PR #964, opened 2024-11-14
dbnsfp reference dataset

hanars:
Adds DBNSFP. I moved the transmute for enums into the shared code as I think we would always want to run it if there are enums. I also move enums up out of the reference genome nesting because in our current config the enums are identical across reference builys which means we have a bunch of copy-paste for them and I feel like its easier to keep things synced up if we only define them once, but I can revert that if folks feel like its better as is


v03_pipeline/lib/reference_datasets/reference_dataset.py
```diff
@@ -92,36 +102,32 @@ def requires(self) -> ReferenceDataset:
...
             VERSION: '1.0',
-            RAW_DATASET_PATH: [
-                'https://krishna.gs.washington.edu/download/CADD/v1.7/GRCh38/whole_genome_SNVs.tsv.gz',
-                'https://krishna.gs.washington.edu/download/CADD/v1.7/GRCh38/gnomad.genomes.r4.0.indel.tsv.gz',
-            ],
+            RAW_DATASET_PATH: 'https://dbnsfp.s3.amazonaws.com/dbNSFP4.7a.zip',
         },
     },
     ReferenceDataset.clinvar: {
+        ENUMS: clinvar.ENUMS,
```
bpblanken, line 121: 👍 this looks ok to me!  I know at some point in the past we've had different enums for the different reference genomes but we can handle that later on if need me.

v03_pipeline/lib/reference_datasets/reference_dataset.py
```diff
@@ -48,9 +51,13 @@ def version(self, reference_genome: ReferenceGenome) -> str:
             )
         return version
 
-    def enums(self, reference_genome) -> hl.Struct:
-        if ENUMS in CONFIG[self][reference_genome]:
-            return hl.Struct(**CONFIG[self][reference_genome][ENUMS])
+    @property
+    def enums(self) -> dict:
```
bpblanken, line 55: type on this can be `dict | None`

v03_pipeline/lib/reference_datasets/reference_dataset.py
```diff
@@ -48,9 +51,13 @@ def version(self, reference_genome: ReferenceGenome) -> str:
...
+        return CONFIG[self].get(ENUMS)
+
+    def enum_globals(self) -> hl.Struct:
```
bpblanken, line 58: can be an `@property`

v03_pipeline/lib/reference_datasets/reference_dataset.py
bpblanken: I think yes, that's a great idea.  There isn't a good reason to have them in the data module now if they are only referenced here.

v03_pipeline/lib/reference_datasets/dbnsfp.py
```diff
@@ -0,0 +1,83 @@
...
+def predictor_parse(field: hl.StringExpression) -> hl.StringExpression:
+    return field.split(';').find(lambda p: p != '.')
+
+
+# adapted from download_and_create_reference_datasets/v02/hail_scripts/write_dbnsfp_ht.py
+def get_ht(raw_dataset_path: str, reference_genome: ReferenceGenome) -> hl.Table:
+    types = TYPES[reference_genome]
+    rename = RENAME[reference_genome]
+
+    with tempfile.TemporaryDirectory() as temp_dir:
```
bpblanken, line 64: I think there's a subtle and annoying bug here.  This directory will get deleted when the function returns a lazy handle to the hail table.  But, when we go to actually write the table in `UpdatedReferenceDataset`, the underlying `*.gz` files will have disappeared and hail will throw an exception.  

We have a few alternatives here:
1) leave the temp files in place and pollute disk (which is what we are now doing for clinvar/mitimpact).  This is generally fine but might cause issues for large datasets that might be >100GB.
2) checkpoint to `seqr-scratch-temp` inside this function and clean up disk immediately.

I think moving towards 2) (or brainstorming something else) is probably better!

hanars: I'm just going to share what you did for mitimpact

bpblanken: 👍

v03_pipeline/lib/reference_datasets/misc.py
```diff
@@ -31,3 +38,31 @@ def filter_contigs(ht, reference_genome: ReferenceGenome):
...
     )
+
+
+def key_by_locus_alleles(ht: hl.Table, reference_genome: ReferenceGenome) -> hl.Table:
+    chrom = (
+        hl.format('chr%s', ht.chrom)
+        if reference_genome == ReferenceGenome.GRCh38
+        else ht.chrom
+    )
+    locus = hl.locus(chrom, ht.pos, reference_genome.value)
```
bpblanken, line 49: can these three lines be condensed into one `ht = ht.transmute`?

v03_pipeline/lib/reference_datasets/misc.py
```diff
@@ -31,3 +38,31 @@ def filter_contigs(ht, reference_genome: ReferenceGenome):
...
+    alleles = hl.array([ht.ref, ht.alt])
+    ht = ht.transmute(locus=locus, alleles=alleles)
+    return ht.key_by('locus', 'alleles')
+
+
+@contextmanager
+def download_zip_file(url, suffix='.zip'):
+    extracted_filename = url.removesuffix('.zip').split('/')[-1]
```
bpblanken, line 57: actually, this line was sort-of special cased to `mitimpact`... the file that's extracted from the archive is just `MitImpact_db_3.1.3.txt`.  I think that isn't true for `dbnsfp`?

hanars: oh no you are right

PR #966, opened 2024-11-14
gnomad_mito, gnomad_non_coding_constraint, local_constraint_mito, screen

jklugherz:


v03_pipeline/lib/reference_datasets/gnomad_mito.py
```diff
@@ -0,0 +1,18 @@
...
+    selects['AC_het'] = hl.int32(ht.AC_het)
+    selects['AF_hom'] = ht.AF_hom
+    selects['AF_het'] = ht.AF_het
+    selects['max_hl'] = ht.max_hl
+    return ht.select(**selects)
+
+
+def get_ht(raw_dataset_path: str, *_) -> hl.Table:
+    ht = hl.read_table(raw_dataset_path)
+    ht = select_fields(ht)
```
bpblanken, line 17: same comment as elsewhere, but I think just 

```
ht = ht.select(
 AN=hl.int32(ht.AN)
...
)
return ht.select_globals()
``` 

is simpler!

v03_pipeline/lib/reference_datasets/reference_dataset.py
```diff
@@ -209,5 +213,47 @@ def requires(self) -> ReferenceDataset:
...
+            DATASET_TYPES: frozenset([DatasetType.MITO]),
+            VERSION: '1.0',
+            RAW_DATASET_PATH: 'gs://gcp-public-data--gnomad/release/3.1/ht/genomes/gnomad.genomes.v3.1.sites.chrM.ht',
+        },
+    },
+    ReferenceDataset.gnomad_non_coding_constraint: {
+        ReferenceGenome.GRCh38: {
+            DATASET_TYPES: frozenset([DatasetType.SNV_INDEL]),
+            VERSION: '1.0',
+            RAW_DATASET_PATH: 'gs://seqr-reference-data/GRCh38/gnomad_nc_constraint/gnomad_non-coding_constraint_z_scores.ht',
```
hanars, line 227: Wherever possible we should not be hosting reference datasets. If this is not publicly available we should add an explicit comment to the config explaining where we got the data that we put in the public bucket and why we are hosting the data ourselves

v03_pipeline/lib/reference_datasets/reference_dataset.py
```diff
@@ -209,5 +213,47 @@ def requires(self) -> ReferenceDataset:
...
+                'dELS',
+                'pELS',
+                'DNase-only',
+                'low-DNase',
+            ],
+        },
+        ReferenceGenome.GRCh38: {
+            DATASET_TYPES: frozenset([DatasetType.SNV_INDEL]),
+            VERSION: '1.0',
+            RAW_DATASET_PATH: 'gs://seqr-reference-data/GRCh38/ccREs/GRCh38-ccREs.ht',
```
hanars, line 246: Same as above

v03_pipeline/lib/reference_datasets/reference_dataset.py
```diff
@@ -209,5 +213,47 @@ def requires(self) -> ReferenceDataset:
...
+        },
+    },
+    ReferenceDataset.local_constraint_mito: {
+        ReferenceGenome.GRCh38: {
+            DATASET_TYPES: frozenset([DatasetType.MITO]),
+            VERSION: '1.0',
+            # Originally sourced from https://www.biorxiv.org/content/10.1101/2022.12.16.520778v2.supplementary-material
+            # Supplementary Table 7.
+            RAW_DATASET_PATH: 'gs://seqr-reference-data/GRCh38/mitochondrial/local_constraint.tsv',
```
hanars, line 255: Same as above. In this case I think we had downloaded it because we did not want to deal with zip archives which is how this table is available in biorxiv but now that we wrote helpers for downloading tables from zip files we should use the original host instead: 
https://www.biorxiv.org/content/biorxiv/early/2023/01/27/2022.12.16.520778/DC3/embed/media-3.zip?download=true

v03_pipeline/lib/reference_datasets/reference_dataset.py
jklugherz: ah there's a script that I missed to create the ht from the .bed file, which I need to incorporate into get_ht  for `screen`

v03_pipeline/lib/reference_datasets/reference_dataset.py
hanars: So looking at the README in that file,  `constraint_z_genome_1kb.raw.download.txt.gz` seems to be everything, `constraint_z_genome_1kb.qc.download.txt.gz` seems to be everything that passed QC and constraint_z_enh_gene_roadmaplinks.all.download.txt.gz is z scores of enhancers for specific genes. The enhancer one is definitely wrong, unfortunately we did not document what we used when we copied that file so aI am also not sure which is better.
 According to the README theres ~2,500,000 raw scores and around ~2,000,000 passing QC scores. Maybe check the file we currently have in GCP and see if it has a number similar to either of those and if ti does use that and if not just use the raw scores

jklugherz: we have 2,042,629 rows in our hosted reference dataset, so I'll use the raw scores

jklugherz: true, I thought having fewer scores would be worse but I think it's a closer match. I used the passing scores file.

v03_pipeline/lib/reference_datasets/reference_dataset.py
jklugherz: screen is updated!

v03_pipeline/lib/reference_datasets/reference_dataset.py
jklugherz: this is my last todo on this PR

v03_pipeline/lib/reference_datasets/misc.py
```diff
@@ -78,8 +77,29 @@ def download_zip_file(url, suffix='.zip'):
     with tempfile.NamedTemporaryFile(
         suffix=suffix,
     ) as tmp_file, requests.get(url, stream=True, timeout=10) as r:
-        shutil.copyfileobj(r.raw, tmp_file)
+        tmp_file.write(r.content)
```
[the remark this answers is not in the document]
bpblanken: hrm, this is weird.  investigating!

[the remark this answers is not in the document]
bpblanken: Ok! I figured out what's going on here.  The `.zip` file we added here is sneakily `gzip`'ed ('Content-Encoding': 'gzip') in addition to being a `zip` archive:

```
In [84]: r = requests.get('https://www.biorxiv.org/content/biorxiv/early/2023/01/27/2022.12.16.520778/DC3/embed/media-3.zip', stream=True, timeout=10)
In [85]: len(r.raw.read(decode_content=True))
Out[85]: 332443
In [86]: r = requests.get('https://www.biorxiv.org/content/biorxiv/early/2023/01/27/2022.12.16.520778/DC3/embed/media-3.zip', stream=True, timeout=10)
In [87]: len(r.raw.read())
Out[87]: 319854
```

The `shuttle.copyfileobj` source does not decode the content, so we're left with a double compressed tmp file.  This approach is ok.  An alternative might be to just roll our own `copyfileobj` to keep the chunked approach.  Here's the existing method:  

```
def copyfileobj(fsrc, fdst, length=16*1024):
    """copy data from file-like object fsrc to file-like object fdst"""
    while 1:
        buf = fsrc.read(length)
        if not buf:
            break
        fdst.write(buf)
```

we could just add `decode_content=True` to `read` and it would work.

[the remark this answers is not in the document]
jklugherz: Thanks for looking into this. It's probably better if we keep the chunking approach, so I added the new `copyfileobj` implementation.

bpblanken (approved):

--

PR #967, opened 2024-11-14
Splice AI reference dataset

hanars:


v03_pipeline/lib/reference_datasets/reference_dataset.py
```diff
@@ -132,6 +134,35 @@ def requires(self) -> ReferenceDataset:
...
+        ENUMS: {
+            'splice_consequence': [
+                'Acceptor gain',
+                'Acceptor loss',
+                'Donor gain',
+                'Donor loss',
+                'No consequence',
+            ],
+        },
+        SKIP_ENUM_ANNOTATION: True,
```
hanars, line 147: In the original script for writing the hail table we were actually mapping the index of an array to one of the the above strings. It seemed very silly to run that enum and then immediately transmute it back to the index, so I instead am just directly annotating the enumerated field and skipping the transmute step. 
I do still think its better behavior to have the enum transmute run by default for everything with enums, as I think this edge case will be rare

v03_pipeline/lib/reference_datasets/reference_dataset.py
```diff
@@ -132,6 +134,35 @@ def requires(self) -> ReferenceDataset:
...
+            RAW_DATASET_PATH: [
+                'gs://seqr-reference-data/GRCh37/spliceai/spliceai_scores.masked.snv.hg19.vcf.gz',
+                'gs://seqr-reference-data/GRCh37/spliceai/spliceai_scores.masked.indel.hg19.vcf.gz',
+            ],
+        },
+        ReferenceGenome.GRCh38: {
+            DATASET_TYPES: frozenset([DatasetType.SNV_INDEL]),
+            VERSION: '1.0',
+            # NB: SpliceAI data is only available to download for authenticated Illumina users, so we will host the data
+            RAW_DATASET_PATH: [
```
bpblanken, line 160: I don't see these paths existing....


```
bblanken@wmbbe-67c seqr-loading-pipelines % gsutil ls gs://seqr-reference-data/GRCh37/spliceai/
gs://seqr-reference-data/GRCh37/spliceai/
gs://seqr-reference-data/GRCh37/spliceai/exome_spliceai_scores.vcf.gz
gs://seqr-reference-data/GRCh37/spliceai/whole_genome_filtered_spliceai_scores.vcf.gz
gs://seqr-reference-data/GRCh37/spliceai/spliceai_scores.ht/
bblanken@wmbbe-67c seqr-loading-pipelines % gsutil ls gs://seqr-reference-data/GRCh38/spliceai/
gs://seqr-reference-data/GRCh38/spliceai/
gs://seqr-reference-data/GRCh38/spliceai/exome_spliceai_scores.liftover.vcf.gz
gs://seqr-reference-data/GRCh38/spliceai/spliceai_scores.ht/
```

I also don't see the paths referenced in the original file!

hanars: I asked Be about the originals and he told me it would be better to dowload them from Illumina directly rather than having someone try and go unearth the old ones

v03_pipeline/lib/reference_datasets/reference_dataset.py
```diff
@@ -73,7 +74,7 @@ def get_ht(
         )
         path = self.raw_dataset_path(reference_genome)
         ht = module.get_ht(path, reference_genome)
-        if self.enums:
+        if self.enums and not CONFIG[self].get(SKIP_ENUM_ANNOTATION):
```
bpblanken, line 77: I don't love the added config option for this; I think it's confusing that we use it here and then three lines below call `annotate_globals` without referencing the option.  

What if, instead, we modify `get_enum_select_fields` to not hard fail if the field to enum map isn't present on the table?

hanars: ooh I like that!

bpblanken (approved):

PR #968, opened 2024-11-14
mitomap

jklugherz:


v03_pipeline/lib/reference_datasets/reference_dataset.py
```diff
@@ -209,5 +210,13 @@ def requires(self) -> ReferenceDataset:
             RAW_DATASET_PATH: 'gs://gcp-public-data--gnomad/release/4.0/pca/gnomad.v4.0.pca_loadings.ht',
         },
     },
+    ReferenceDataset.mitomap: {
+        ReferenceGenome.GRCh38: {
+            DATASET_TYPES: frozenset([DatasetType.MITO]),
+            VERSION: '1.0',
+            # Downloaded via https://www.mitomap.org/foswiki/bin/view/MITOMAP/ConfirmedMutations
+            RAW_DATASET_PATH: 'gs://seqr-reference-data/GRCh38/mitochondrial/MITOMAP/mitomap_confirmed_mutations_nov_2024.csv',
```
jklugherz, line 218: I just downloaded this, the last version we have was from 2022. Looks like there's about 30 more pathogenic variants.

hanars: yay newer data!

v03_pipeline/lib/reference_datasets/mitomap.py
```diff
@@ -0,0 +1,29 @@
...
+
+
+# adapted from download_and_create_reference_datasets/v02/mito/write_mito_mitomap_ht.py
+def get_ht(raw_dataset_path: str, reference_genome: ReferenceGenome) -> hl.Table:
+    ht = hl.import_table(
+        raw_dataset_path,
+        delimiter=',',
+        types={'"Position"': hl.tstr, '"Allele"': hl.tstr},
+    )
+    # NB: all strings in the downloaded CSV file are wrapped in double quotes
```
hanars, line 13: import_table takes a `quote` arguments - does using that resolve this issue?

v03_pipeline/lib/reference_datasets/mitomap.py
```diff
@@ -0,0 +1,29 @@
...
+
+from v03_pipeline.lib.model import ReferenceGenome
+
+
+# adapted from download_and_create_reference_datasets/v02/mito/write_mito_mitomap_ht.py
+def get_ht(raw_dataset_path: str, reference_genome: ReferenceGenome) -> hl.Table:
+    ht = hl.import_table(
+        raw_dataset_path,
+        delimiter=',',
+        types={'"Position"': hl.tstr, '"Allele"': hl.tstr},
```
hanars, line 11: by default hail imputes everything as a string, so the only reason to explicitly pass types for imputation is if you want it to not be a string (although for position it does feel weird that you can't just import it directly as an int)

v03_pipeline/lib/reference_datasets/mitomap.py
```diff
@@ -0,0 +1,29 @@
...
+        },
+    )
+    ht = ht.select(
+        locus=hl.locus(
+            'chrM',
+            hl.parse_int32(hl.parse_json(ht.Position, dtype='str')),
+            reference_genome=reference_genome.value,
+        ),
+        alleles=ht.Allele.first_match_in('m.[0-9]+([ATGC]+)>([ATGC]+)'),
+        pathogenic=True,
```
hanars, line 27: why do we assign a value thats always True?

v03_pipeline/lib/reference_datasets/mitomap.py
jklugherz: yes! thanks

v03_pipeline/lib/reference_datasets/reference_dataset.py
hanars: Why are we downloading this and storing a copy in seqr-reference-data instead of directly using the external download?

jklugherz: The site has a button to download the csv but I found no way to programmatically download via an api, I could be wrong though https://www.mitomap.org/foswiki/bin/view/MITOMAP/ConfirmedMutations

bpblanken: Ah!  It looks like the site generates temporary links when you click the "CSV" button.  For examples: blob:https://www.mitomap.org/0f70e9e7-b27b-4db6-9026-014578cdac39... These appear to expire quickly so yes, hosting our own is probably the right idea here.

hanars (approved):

TASK PROMPT
Reproduce every line above that contains the string "handle".

SOLVED PROBLEM
bpblanken, line 121: 👍 this looks ok to me!  I know at some point in the past we've had different enums for the different reference genomes but we can handle that later on if need me.
bpblanken, line 64: I think there's a subtle and annoying bug here.  This directory will get deleted when the function returns a lazy handle to the hail table.  But, when we go to actually write the table in `UpdatedReferenceDataset`, the underlying `*.gz` files will have disappeared and hail will throw an exception.  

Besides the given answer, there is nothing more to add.